The answer must consist of every line from the data that holds "where".
*** Opening of Source data ***
PR #653, opened 2026-02-02
feat: add multi thread in dataset post process

qurakchin:
### Description

The math dataset post process is too slow. After using multi thread, post process time reduced from ~120s to ~13s in a 140m searchr1 jsonl dataset.

### Types of changes

### Checklist:

### DIFF
--- a/.github/workflows/unit-tests.yml
+++ b/.github/workflows/unit-tests.yml
@@ -13,6 +13,7 @@ jobs:
       - name: Create environment and install dependencies
         run: |
           uv venv
+          source .venv/bin/activate
           UV_TORCH_BACKEND=auto uv sync
           uv pip install transformers
 


rlinf/data/datasets/math.py
```diff
@@ -75,29 +76,43 @@ def __init__(
...
-                        # save the convert data
-                        item[self.prompt_key] = prompt
-                    _, L = self.encode(prompt)
-                    if L <= self.max_prompt_length:
-                        filtered.append(item)
-                except Exception:
-                    failed += 1
-
-            self.data = filtered
+            batch_size = 256
```
F9rozen: Why is it a fixed number？

qurakchin: fixed by adding a configable batch size

rlinf/data/datasets/math.py
```diff
@@ -109,6 +129,31 @@ def __init__(
                     f"(kept {len(self.data)} / {total})."
                 )
 
+    def _load_post_process(self, batch):
+        result = batch
+        failed = 0
+        try:
+            prompts = (item[self.prompt_key] for item in batch)
+            if self.apply_chat_template:
+                prompts = self.tokenizer.self.apply_chat_template(
```
F9rozen: double self?

rlinf/data/datasets/math.py
```diff
@@ -75,29 +76,48 @@ def __init__(
...
+                    ]
+                    for handle in handles:
+                        result, failed = handle.result()
+                        self.data.extend(result)
+                        all_failed += failed
+            else:
+                for batch in batches:
+                    assert tokenizer.is_fast
+                    result, failed = self._load_post_process(batch)
+                    result, failed = self._load_post_process(
```
F9rozen: Why is this function called twice, and why are the arguments different?

rlinf/data/datasets/math.py
```diff
@@ -109,6 +129,31 @@ def __init__(
...
+        try:
+            prompts = (item[self.prompt_key] for item in batch)
+            if self.apply_chat_template:
+                prompts = self.tokenizer.self.apply_chat_template(
+                    prompts, tokenize=False, add_generation_prompt=True
+                )
+                for item, prompt in zip(batch, prompts):
+                    item[self.prompt_key] = prompt
+            if self.filter_prompt_by_length:
+                prompt_ids = self.tokenizer.batch_encode_plus(list(prompts))[
```
F9rozen, line 145: apply_chat_template=True and filter_prompt_by_length=True，prompt_ids maybe none？they are using same prompts

rlinf/data/datasets/math.py
```diff
@@ -75,29 +76,48 @@ def __init__(
...
-                    if L <= self.max_prompt_length:
-                        filtered.append(item)
-                except Exception:
-                    failed += 1
-
-            self.data = filtered
+            batch_size = self.process_batch_size
+            batches = [
+                self.data[i : i + batch_size]
+                for i in range((total + batch_size - 1) // batch_size)
```
FxxxxU: Why is it handled this way here? Wouldn’t this cause duplicate data to be read? I think here should be i * batch_size : (i +1) *batch_size.

rlinf/data/datasets/math.py
qurakchin: fixed.

rlinf/data/datasets/math.py
qurakchin: fixed.

rlinf/data/datasets/math.py
qurakchin: fixed and added a unit test.

rlinf/data/datasets/math.py
qurakchin: prompt_ids won't be none, and when filter_prompt_by_length is enabled, it will delete all the items which prompt_ids length is over the max prompt length.

andylin-hao (approved):

PR #654, opened 2026-02-02
feat(async_rl): support async PPO training for embodiment models

anHappyDog:
### Description
support async PPO training for embodiment models. The decoupled PPO algorithms comes from [AReal](https://github.com/inclusionAI/AReaL)

### Motivation and Context
Decouple training and rollout.

### How has this been tested?
Tested with maniskill_async_ppo_openvla for 4 GPUs. while ppo uses config env/rollout/actor: 0-3, async ppo uses config env/rollout: 0-1, actor: 2-3, **speedup 18%** or so. maybe there exists a better GPU placements for higher speedup.

image

Tested with maniskill_async_ppo_openvlaoft for 1 GPU, **speedup 11%** orso.

image

Tested with libero_spatial_async_ppo_openpi for 4 GPU, both ppo and async ppo uses config env/rollout/actor: 0-3, **speedup 38%**, but async ppo's converged success_once  curve is a little lower than ppo.

image

Tested with libero_spatial_async_ppo_openpi_pi05 for 4 GPU:   both ppo and async ppo uses config env/rollout/actor: 0-3, **speedup 12%**.

image

Tested with libero_goal_async_ppo_gr00t for 4 GPU: both ppo and async ppo uses config env/rollout/actor: 0-3, **speedup 9%**.

image

The extreme speedup comes from overlap between training and (env-rollout) . we could calculate the extreme speedup rate from former ppo's step time and training time. Also, experiments above set `update_epch` to 1, if set larger, the speedup must be higher, and if batch is larger, the speedup must be higher.

### Types of changes

### Checklist:


rlinf/workers/rollout/hf/async_ppo_huggingface_worker.py
```diff
@@ -0,0 +1,221 @@
...
+        except asyncio.CancelledError:
+            pass
+
+    async def _generate(
+        self,
+        input_channel: Channel,
+        output_channel: Channel,
+        actor_channel: Channel,
+    ) -> None:
+        assert not self.enable_offload, (
```
Lin-xs: It is better to raise Exception in __init__().

rlinf/runners/async_ppo_embodied_runner.py
```diff
@@ -0,0 +1,165 @@
...
+
+            self.print_metrics_table_async(
+                self.global_step - 1,
+                self.max_steps,
+                start_time,
+                logging_metrics,
+                start_step,
+            )
+
+            _, save_model, _ = check_progress(
```
Lin-xs, line 181: Evaluation is effectively disabled even when runner.val_check_interval > 0, so async configs that request periodic eval silently skip eval and metrics, which I think is not expected.

rlinf/algorithms/losses.py
```diff
@@ -21,6 +21,139 @@
...
+            generated_tokens_mask = versions >= 0
+            alpha = torch.where(
+                (version_diff > 0) & generated_tokens_mask,
+                version_gap / version_diff,
+                torch.zeros_like(v_behav),
+            )
+            while alpha.dim() < logprobs.dim():
+                alpha = alpha.unsqueeze(-1)
+            alpha = torch.clamp(alpha, 0.0, 1.0)
+            proximal_logprobs = (
```
Lin-xs, line 84: Decoupled PPO actor loss currently ignores proximal_logprobs in the core policy ratio, so training objective behaves like standard PPO ratio against behavior policy instead of proximal policy.

Lin-xs:
New decoupled_actor_critic path is not validated for required value head, unlike existing actor_critic, so invalid configs can pass validation and fail later at runtime.

```python
# rlinf/config.py
    # NOTE: Currently we only support actor_critic as PPO algorithm loss, and only support value_head as critic model.
    # This will be updated in the future to support more algorithms and critic models.
    # Check that actor_critic loss requires value_head
    if cfg.algorithm.loss_type == "actor_critic":
        add_value_head = cfg.actor.model.get("add_value_head", False)
        assert add_value_head, (
            f"When using PPO algorithm (algorithm.loss_type='actor_critic'), "
            f"actor.model.add_value_head must be True. "
            f"Current value: {add_value_head}"
```

rlinf/algorithms/losses.py
anHappyDog: done.

rlinf/runners/async_ppo_embodied_runner.py
anHappyDog: warning for cases where val_check_interval > 0 is added. evaluation may be added in next PR.

rlinf/workers/env/async_env_worker.py
```diff
@@ -16,79 +16,51 @@
...
-                        rewards=None,
-                        dones=dones,
-                        terminations=terminations,
-                        truncations=truncations,
-                        intervene_actions=self.last_intervened_info_list[i][0],
-                        intervene_flags=self.last_intervened_info_list[i][1],
-                    )
-                    env_output_list.append(env_output)
-
+            env_output_list = self.init_env_outputs()
```
andylin-hao: Rename init_env_outputs to bootstrap_step

anHappyDog: done.

examples/embodiment/run_async_ppo.sh
```diff
@@ -0,0 +1,43 @@
+#! /bin/bash
```
XuS1994: rename to `run_async_embodiment.sh` is better

examples/embodiment/train_async_ppo.py
```diff
@@ -0,0 +1,78 @@
+# Copyright 2025 The RLinf Authors.
```
XuS1994: `train_async_ppo.py` and `train_async.py` should be merged into one file.

examples/embodiment/run_async_ppo.sh
anHappyDog: Now `run_async_ppo.sh` is merged into former bash file `run_async.sh`.

examples/embodiment/train_async_ppo.py
anHappyDog: done.

XuS1994 (approved):

PR #657, opened 2026-02-02
feat(torch_compile): support torch compile for embodiment models

anHappyDog:
### Description

support torch compile for cnn/mlp models.

### How has this been tested?
Test CI files.

maniskill_ppo_mlp:

image

frankasim_sac_cnn_async:

image

### Types of changes

### Checklist:


examples/embodiment/config/maniskill_ppo_openvla.yaml
```diff
@@ -107,7 +107,7 @@ rollout:
   backend: "huggingface"
   enable_offload: True
   pipeline_stage_num: 2
-
+  enable_torch_compile: True
```
andylin-hao: It'd be better not to change the default behavior of examples. Add this to one of the CI tests instead.

rlinf/models/embodiment/cnn_policy/cnn_policy.py
```diff
@@ -80,7 +80,7 @@ def _update_info(self):
 class CNNPolicy(nn.Module, BasePolicy):
     def __init__(self, cfg: CNNConfig):
         super().__init__()
-
+        BasePolicy.__init__(self)
```
andylin-hao: This is unnecessary

rlinf/models/embodiment/flow_policy/flow_policy.py
```diff
@@ -392,6 +394,12 @@ def predict_action_batch(
             result["shared_feature"] = visual_feature
         return chunk_actions, result
 
+    def enable_torch_compile(self):
```
andylin-hao: Can we move this to base policy instead of writing it every time for an unsupported model?

rlinf/models/embodiment/openvla/openvla_action_model.py
```diff
@@ -663,35 +838,50 @@ def predict_action_batch(
         assert torch.all(input_ids[:, -1] == 29871)
         assert torch.all(attention_mask[:, -1] == 1)
 
-        generated_results: GenerateDecoderOnlyOutput = self.generate(
-            input_ids,
+        # generated_results: GenerateDecoderOnlyOutput = self.generate(
```
andylin-hao: Remove commented code

rlinf/models/embodiment/openvla/openvla_action_model.py
```diff
@@ -806,3 +996,54 @@ def setup_config_and_processor(self, model_config, input_processor):
...
+                input_ids=input_ids,
+                attention_mask=attention_mask,
+                pixel_values=pixel_values,
+                use_cache=True,
+                output_hidden_states=False,
+                return_dict=True,
+            )
+            return out.past_key_values, out.logits[:, -1, :]
+
+        # self._prefill_fn_compiled = torch.compile(
```
andylin-hao: Remove commented code

examples/embodiment/config/maniskill_ppo_openvla.yaml
anHappyDog: first running with torch compile consumes some time, for openvla, it nearly costs 5 minutes, do we still need to add ci for it?

rlinf/models/embodiment/flow_policy/flow_policy.py
anHappyDog: I will add it to base policy class.

examples/embodiment/config/maniskill_ppo_openvla.yaml
andylin-hao: I think we need at least one test for this. You can try reducing the max_steps_per_rollout_epoch (and probably global batch size, etc.) to reduce the test time

anHappyDog: Ok.

rlinf/models/embodiment/cnn_policy/cnn_policy.py
anHappyDog: Why, If I do not explicitly call BasePolicy's __init__ and later I use variable init in base policy's init, it will raise key error.

rlinf/models/embodiment/openpi/openpi_action_model.py
```diff
@@ -787,3 +806,46 @@ def freeze_vlm(self):
             self.paligemma_with_expert.paligemma.eval()
             for params in self.paligemma_with_expert.paligemma.parameters():
                 params.requires_grad = False
+
+    def enable_torch_compile(self):
+        if self.torch_compile_enabled:
```
guozhen1997: Maybe you can use the following code to replace this line.
```
if hasattr(self, "paligemma_with_expert_compiled") and hasattr(self, "get_suffix_out_compiled"):
       return
```
Then you can remove the following part in BasePolicy and avoid calling `BasePolicy.__init__(self)`.
```
def __init__(self) -> None:
       self.torch_compile_enabled = False
```

anHappyDog: torch_compile_enabled can also be used to check whether the ops are already compiled in `enable_torch_compile` in a uniform way, in other models' impls, there might be more compiled ops,  so using a flag like `torch_compile_enabled` might be better.

guozhen1997: BasePolicy is intended to be an interface, so we should avoid adding stateful attributes to it. And you can still use torch_compile_enabled attribute in subclasses.

guozhen1997: @andylin-hao maybe we should rename BasePolicy as PolicyInterface?

andylin-hao: > @andylin-hao maybe we should rename BasePolicy as PolicyInterface?

Agreed.

guozhen1997 (approved):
*** Close of Source data ***
## [Reply]
+            alpha = torch.where(
anHappyDog: warning for cases where val_check_interval > 0 is added. evaluation may be added in next PR.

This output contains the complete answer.